Source information:
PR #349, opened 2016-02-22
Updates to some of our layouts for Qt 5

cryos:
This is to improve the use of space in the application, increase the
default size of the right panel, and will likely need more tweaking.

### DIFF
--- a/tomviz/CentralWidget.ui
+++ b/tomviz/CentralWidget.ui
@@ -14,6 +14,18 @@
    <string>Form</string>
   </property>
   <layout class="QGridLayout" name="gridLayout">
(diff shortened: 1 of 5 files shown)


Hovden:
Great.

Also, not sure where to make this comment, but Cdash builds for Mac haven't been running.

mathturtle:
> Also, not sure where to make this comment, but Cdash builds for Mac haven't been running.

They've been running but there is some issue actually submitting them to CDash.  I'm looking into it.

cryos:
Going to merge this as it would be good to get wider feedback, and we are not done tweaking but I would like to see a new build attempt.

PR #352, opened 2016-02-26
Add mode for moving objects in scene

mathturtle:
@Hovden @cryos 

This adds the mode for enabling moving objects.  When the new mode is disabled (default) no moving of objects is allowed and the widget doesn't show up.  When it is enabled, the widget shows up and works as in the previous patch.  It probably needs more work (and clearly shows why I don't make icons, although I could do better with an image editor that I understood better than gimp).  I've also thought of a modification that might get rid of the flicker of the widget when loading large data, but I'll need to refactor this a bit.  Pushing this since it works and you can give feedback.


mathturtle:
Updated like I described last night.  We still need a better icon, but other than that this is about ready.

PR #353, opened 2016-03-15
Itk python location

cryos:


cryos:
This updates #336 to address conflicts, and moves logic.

...

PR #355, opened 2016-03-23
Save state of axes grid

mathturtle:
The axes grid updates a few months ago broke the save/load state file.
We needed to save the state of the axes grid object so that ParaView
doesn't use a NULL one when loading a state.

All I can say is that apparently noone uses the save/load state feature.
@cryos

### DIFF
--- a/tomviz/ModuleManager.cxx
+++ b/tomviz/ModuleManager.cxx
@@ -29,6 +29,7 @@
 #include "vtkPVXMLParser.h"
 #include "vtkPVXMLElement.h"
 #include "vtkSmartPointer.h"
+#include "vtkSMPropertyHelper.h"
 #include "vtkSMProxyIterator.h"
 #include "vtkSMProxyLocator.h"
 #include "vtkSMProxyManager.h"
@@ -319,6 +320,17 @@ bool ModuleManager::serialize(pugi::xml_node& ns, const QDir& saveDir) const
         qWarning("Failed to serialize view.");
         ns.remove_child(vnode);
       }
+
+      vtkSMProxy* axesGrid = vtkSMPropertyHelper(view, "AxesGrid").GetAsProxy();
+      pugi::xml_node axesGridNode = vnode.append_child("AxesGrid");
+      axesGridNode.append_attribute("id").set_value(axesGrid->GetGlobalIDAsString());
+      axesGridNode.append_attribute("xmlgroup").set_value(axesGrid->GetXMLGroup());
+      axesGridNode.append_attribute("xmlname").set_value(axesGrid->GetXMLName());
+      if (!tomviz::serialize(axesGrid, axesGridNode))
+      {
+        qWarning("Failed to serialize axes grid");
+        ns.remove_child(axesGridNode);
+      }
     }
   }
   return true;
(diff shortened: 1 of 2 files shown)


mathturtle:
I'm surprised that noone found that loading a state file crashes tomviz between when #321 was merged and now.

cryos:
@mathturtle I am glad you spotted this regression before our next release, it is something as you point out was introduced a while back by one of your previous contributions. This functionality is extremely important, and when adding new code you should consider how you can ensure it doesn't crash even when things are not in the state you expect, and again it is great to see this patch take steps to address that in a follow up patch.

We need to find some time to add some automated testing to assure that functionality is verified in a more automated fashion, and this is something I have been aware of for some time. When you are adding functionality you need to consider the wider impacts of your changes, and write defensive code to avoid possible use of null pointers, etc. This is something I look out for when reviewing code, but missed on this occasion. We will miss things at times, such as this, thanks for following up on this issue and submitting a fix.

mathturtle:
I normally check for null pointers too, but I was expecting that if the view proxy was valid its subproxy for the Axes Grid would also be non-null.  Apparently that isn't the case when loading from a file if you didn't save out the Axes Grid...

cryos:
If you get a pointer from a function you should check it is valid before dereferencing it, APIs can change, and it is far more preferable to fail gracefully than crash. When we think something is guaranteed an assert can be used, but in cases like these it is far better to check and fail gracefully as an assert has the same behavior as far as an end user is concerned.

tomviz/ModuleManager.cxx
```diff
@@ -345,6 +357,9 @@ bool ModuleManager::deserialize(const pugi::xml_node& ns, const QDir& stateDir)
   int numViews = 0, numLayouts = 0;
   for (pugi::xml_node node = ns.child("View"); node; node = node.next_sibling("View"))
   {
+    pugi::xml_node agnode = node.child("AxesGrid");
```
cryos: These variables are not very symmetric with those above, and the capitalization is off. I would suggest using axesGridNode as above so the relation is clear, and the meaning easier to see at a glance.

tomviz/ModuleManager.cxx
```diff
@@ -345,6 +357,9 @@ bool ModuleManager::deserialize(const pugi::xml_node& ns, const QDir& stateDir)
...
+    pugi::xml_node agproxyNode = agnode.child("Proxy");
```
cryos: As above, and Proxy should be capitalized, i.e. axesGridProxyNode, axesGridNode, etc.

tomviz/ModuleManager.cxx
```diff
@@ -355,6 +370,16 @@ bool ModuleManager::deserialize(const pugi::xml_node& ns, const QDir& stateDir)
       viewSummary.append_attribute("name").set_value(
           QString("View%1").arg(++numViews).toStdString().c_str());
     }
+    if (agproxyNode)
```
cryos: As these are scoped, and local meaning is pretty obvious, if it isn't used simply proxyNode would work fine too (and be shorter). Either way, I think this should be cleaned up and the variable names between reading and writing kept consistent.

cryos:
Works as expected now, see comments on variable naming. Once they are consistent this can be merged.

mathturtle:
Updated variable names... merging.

--

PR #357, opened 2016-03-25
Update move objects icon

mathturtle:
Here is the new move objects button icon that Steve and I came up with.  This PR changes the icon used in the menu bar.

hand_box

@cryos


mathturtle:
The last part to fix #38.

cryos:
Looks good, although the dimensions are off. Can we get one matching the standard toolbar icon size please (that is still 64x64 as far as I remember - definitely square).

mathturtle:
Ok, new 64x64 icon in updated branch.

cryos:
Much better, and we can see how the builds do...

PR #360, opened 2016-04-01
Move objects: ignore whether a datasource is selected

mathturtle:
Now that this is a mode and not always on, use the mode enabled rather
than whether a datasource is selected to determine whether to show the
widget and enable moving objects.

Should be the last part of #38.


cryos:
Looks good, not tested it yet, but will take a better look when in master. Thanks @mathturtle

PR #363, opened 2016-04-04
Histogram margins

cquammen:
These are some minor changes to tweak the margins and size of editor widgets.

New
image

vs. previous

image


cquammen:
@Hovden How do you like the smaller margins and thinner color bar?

Work order: Go through the records above and copy every line holding the word "check".

Written response:
I normally check for null pointers too, but I was expecting that if the view proxy was valid its subproxy for the Axes Grid would also be non-null.  Apparently that isn't the case when loading from a file if you didn't save out the Axes Grid...
If you get a pointer from a function you should check it is valid before dereferencing it, APIs can change, and it is far more preferable to fail gracefully than crash. When we think something is guaranteed an assert can be used, but in cases like these it is far better to check and fail gracefully as an assert has the same behavior as far as an end user is concerned.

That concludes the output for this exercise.